EFFECT OF INTRACAMERAL INJECTION OF DEXAMETHASONE IN PEDIATRIC CATARACT SURGERY
Hassan Shamselden Yousef M.D., Ahmad Abdel Karim Mohamed M.D. and Asaad Noor Eldin M.D.
Purpose: to evaluate the role and safety of intracameral injection of dexamethasone phospate 0.1cc (0.4mg) at the end of cataract surgery in prevention of postoperative inflammation and improvement of surgical outcomes in pediatric cataract surgery. Methods: a hospital based interventional comparative study was performed on 30 eyes of 26 patients with pediatric cataract. The patients were divided into two groups of equal size on the basis of simple random sampling. Group 1 (Gp.I): It included 15 eyes who were given routinely subconjuctival injection of dexamethasone 2mg and gentamycin 20mg at the end of cataract surgery. Group 2 (Gp.II): It included 15 eyes who were given subconjuctival injection of gentamycin (20mg) and intracameral injection of dexamethasone phosphate 0.1cc (0.4mg) at the end of cataract surgery.
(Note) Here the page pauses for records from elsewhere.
PR #422, opened 2016-04-17
WIP - restructuring 

dirvine:
Scope: Data/Get/Put flow 

Mainly changes to Data and account handling. `DataRequest` -> `DataIdentifier`, use this for containers (Account and ongoing_gets etc.) to ensure more type safety. Make accounts an individual container and handle individual Get's instead of optimising this process. Change DataHolder to struct with state for simpler handling. Change DataHolders to HashSet.

Unfinished yet, but well on way for discussion and completion (hopefully). This is a large change as small changes were not working out  easily at all.  

Some initial changes to structure to decouple code and move to split into 3 main areas 

1. Put/Get + requests/responses 

2. Replication

3. Churn handling

---
This change is [Reviewable](https://reviewable.io/reviews/maidsafe/safe_vault/422)


maidsafe-highfive:
r? @Fraser999

afck:
Review status: 0 of 13 files reviewed at latest revision, 2 unresolved discussions, some commit checks failed.

---

*[src/personas/immutable_data_manager.rs, line 81 \[r7\]](https://reviewable.io:443/reviews/maidsafe/safe_vault/422#-KFcNN3YMYTKFMY4xgAS:-KFcNN3YMYTKFMY4xgAT:1899903981) ([raw file](https://github.com/maidsafe/safe_vault/blob/87dbb598851ef5db5ebae71beb7ce894ff8233a0/src/personas/immutable_data_manager.rs#L81)):*
To avoid ambiguity, maybe we should always use "identifier" instead of "name" for `DataIdentifiers`.

---

*[src/personas/immutable_data_manager.rs, line 234 \[r7\]](https://reviewable.io:443/reviews/maidsafe/safe_vault/422#-KFcQk0Q2Xjpyqm27Cu-:-KFcQk0Q2Xjpyqm27Cu0:677121513) ([raw file](https://github.com/maidsafe/safe_vault/blob/87dbb598851ef5db5ebae71beb7ce894ff8233a0/src/personas/immutable_data_manager.rs#L234)):*
Typo

---


*Comments from [Reviewable](https://reviewable.io:443/reviews/maidsafe/safe_vault/422)*

afck:
Review status: 0 of 13 files reviewed at latest revision, 4 unresolved discussions, some commit checks failed.

---

*[src/vault.rs, line 242 \[r7\]](https://reviewable.io:443/reviews/maidsafe/safe_vault/422#-KFcVOzF8tt__jSl1T98:-KFcVOzGbn8QpcMjz57O:-880315373) ([raw file](https://github.com/maidsafe/safe_vault/blob/87dbb598851ef5db5ebae71beb7ce894ff8233a0/src/vault.rs#L242)):*
Instead of a match guard, maybe the `DataRequest` should be destructured as well, and only the identifier passed in to `handle_get`? (Also below.)

---

*[src/personas/immutable_data_manager.rs, line 120 \[r7\]](https://reviewable.io:443/reviews/maidsafe/safe_vault/422#-KFcUyS-pUeO13UpiS3c:-KFcUyS0QSgF89MBxO7a:-1296027184) ([raw file](https://github.com/maidsafe/safe_vault/blob/87dbb598851ef5db5ebae71beb7ce894ff8233a0/src/personas/immutable_data_manager.rs#L120)):*
Probably the `data_cache` should have identifiers as keys instead of names. (And the `data_holders`, too?)

---


*Comments from [Reviewable](https://reviewable.io:443/reviews/maidsafe/safe_vault/422)*

PR #436, opened 2016-04-22
WIP: fix/refresh: fixes refresh at DataManager

Fraser999:
This is an inital commit to implement the new paradigm of refreshing chunk names only on churn, and having the recipient make individual Get requests for the relevant data.

From brief task list:

in vault.rs:
- [x] handle in demuxer: MN->MN for Refresh, Get, GetSuccess and GetFailure

in handle_node_added:
- [x] iterate all data identities
- [x] gather those relevant to new node
- [x] for ImmData, just use name.  for SD use name and SHA512 of full chunk.
- [x] send single refresh msg to new node

in handle_node_lost:
- [ ] iterate all data identities
- [ ] gather those relevant to new node
- [ ] for ImmData, just use name.  for SD use name and SHA512 of full chunk.
- [ ] send single refresh msg to all members (more than GROUP_SIZE) to work around routing issue

in handle_refresh:
- [x] accumulate all peers' msgs.  This means create a list of any entry which is sent by at least QUORUM peers.  For any SDs which reach QUORUM but aren't all identical (e.g. different version) flag these so we can ask all group members for the data.  Don't add an entry if we already hold the data.
- [x] do Get MN->MN for all entries to a single member (chosen at random)
(TODO) - this is brute force, we should look at throttling the rate of requests being sent, and also being able to target a single peer rather than the group

in handle_get_success:
- [ ] For SD, do hash check to confirm data is valid.  If not, treat as GetFailure.
- [ ] store data
- [ ] remove entry

in handle_get_failure (or if entry timed out from timed buffer):
- [x] pick new peer at random (don't worry about picking previously-failed guy for now, but don't use the peer who sent us this msg)
- [x] do Get MN->MN for this chunk again.

---
This change is [Reviewable](https://reviewable.io/reviews/maidsafe/safe_vault/436)


maidsafe-highfive:
r? @maqi

PR #437, opened 2016-04-24
Fraser999 refresh

dirvine:
fix/handle_lost_node Code sketch for lost node handling 

This code will send to all nodes that are close to the data we know about. It does not (yet) try and filter this list in any way and will spam all nodes with list of data we know they should have. Many will have the data already and work very hard to get from chunk store and confirm this data hash. At the moment this is very wasteful and far to cpu intensive.

---
This change is [Reviewable](https://reviewable.io/reviews/maidsafe/safe_vault/437)


maidsafe-highfive:
r? @maqi

PR #438, opened 2016-04-25
WIP refactor/all 

dirvine:
refactor/all 
feature/dm handle_node_lost

Many updates as per commit messages. Refactor of much layout and also tidy up of routing_node being passed in all methods. 

NOT YET MERGEABLE - To Be Completed

From brief task list:

in vault.rs:
- [x] handle in demuxer: MN->MN for Refresh, Get, GetSuccess and GetFailure

in handle_node_added:
- [x] iterate all data identities
- [x] gather those relevant to new node
- [x] for ImmData, just use name.  for SD use name and SHA512 of full chunk.
- [x] send single refresh msg to new node

in handle_node_lost:
- [x] iterate all data identities
- [x] gather those relevant to new node
- [x] for ImmData, just use name.  for SD use name and SHA512 of full chunk.
- [x] send single refresh msg to all members (more than GROUP_SIZE) to work around routing issue

in handle_refresh:
- [x] accumulate all peers' msgs.  This means create a list of any entry which is sent by at least QUORUM peers.  For any SDs which reach QUORUM but aren't all identical (e.g. different version) flag these so we can ask all group members for the data.  Don't add an entry if we already hold the data.
- [x] do Get MN->MN for all entries to a single member (chosen at random)
(TODO) - this is brute force, we should look at throttling the rate of requests being sent, and also being able to target a single peer rather than the group

in handle_get_success:
- [ ] For SD, do hash check to confirm data is valid.  If not, treat as GetFailure.
- [ ] store data
- [ ] remove entry

in handle_get_failure (or if entry timed out from timed buffer):
- [x] pick new peer at random (don't worry about picking previously-failed guy for now, but don't use the peer who sent us this msg)
- [x] do Get MN->MN for this chunk again.

---
This change is [Reviewable](https://reviewable.io/reviews/maidsafe/safe_vault/438)


maidsafe-highfive:
r? @Fraser999

Fraser999:
Review status: 0 of 10 files reviewed at latest revision, 3 unresolved discussions, some commit checks failed.

---

*[src/personas/data_manager.rs, line 350 \[r3\]](https://reviewable.io:443/reviews/maidsafe/safe_vault/438#-KGBbxiqrJ8l-gDVfP0M:-KGBbxir1IXriiAQLJLg:1911028183) ([raw file](https://github.com/maidsafe/safe_vault/blob/0a29643a5c386442be7822f81f5c1c5e89cf33e3/src/personas/data_manager.rs#L350)):*
We want the sum here, not the count.  We could have just 2 entries, but each with a value of `3`, meaning 6 peers have sent responses.

---

*[src/personas/data_manager.rs, line 368 \[r3\]](https://reviewable.io:443/reviews/maidsafe/safe_vault/438#-KGBf4iHcejtRheEaWs3:-KGBf4iHcejtRheEaWs4:-1645709045) ([raw file](https://github.com/maidsafe/safe_vault/blob/0a29643a5c386442be7822f81f5c1c5e89cf33e3/src/personas/data_manager.rs#L368)):*
If the `try` fails we return here rather than continuing with the other entries.  I think this should be reverted to `let _ = `.

---

*[src/personas/data_manager.rs, line 371 \[r3\]](https://reviewable.io:443/reviews/maidsafe/safe_vault/438#-KGBfGyfbIA4eFFL7fUY:-KGBfGyfbIA4eFFL7fUZ:-270281442) ([raw file](https://github.com/maidsafe/safe_vault/blob/0a29643a5c386442be7822f81f5c1c5e89cf33e3/src/personas/data_manager.rs#L371)):*
As per comment above.

---


*Comments from [Reviewable](https://reviewable.io:443/reviews/maidsafe/safe_vault/438)*

maqi:
*[src/personas/data_manager.rs, line 41 \[r3\]](https://reviewable.io:443/reviews/maidsafe/safe_vault/438#-KGC13Qjd31BLgm8wYMM:-KGC13Qjd31BLgm8wYMN:-1634493886) ([raw file](https://github.com/maidsafe/safe_vault/blob/0a29643a5c386442be7822f81f5c1c5e89cf33e3/src/personas/data_manager.rs#L41)):*
just put as a remind: the u8 (hit counter) better to be vector of senders so we can pick a better candidate for get requester.

---


*Comments from [Reviewable](https://reviewable.io:443/reviews/maidsafe/safe_vault/438)*

maqi:
*[src/personas/data_manager.rs, line 179 \[r3\]](https://reviewable.io:443/reviews/maidsafe/safe_vault/438#-KGC1ucVi8tRuFJGnnaV:-KGC1ucWTgoeS9h63ejO:-1574264638) ([raw file](https://github.com/maidsafe/safe_vault/blob/0a29643a5c386442be7822f81f5c1c5e89cf33e3/src/personas/data_manager.rs#L179)):*
we may still need to keep this group refresh, due to the strict mock_crust churn test.
anyway, the test will tell us whether it will be required or not.

---


*Comments from [Reviewable](https://reviewable.io:443/reviews/maidsafe/safe_vault/438)*

maqi:
*[src/personas/data_manager.rs, line 286 \[r3\]](https://reviewable.io:443/reviews/maidsafe/safe_vault/438#-KGC2KaaRend5gj8pRoW:-KGC2Kab5MpJzMhRZ0rN:-482343140) ([raw file](https://github.com/maidsafe/safe_vault/blob/0a29643a5c386442be7822f81f5c1c5e89cf33e3/src/personas/data_manager.rs#L286)):*
1, if we don't have the data, the first incoming get_success will be trusted

2, any incoming data having greater version will be trusted first.

3, although in refresh_accumulator, there is `majority` hash to be accumulated, the send_single_refresh might still be fired to the one holding different hash data, and will be trusted.

---


*Comments from [Reviewable](https://reviewable.io:443/reviews/maidsafe/safe_vault/438)*

maqi:
*[src/personas/data_manager.rs, line 317 \[r3\]](https://reviewable.io:443/reviews/maidsafe/safe_vault/438#-KGC34Ilfx6AYFYAK2FD:-KGC34ImrYeaBqTyqAVR:276779119) ([raw file](https://github.com/maidsafe/safe_vault/blob/0a29643a5c386442be7822f81f5c1c5e89cf33e3/src/personas/data_manager.rs#L317)):*
for structured_data, we need to ensure the hash is consistent with the local copy, otherwise, we are supposed to assume our local copy may needs an update.

---


*Comments from [Reviewable](https://reviewable.io:443/reviews/maidsafe/safe_vault/438)*

maqi:
*[src/personas/data_manager.rs, line 451 \[r3\]](https://reviewable.io:443/reviews/maidsafe/safe_vault/438#-KGC5dToulmeQR23X_Wc:-KGC5dTpXNratzW29l0I:1029399055) ([raw file](https://github.com/maidsafe/safe_vault/blob/0a29643a5c386442be7822f81f5c1c5e89cf33e3/src/personas/data_manager.rs#L451)):*
with cloned routing_table, a `new_group_member` for a data can be calculated out accurately.
Shall not use this `in_range_data_keys` function anymore, and the code block here needs to be refactored.

---


*Comments from [Reviewable](https://reviewable.io:443/reviews/maidsafe/safe_vault/438)*

PR #446, opened 2016-04-28
test/fill_network: re-enable integration test

Fraser999:
This re-enables the integration test which checks that Clients are sent appropriate failure messages
when the network's storage limit is reached.

---
This change is [Reviewable](https://reviewable.io/reviews/maidsafe/safe_vault/446)


maidsafe-highfive:
r? @maqi

PR #460, opened 2016-05-03
test/maid_manager: keeps putting data till client account is full

### LINKED ISSUE #453: Add a CI test which stores up to allowed Client limit
We should add a test similar to the existing CI one `fill_network` which, rather than filling the DMs, instead fills the Client's account.  This should assert that the Client is consistently notified with failure once its account is full.

maqi:
Closes #453

---
This change is [Reviewable](https://reviewable.io/reviews/maidsafe/safe_vault/460)


maidsafe-highfive:
r? @Fraser999

afck:
Review status: 0 of 2 files reviewed at latest revision, 1 unresolved discussion.

---

*[tests/maid_manager.rs, line 97 \[r2\]](https://reviewable.io:443/reviews/maidsafe/safe_vault/460#-KGvoJv4yZBK04iUiGIp:-KGvoJv5mYYi83JnUqy6:199148920) ([raw file](https://github.com/maidsafe/safe_vault/blob/5ddf7304bfcbe4a427e8670d7759e4163f2c629d/tests/maid_manager.rs#L97)):*
This needs to be kept in sync with maid_manager.rs, right?
I wonder whether it would make sense to put a `#[cfg(test)] pub fn get_default_account_size()` there? Or make it configurable in the first place ...?
Not sure, but I'd at least put a comment here for now.

---


*Comments from [Reviewable](https://reviewable.io:443/reviews/maidsafe/safe_vault/460)*

maqi:
*[tests/maid_manager.rs, line 97 \[r2\]](https://reviewable.io:443/reviews/maidsafe/safe_vault/460#-KGvoJv4yZBK04iUiGIp:-KGvtN0gu1wxUDWxW75k:1448359554) ([raw file](https://github.com/maidsafe/safe_vault/blob/5ddf7304bfcbe4a427e8670d7759e4163f2c629d/tests/maid_manager.rs#L97)):*
yes. don't want to mess up with the production code with too much #[cfg(test)].
ideally, a `setter` is preferred, so the test can be completed quicker.
will put a comment here for now.

---


*Comments from [Reviewable](https://reviewable.io:443/reviews/maidsafe/safe_vault/460)*

afck:
Reviewed 1 of 2 files at r2, 1 of 1 files at r3.

---



*Comments from [Reviewable](https://reviewable.io:443/reviews/maidsafe/safe_vault/460)*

All patients were be scheduled for 6 months for evaluation of the degree of intraocular inflammatory response, fibrinous reaction, exudative membrane, synechiae formation, corneal oedema, Kps, posterior capsular opacification and Intraocular pressure were be also monitored at each visit Results: AC cells and flare were markedly decreased in dexamethasone group, Also the incidence of postoperative membrane formation about (20%), postoperative synechia formation about (20%), postoperative corneal edema about (13.33%), postoperative keratic precipitates (Kps) about (6.66%) and posterior capsular opacification about (20%) in group II as compared with group I. Thier was no serious adverse effect noticed from the intracameral injection of dexamethasone. Conclusion: the use of intracameral dexamethasone phospate 0.1cc (0.4mg) at the end of pediatric cataract surgery was found safe and superior to subconjuctival injection of dexamethasone in decreasing early postoperative inflammation, membrane and synechia formation and also posterior visual axis opacification.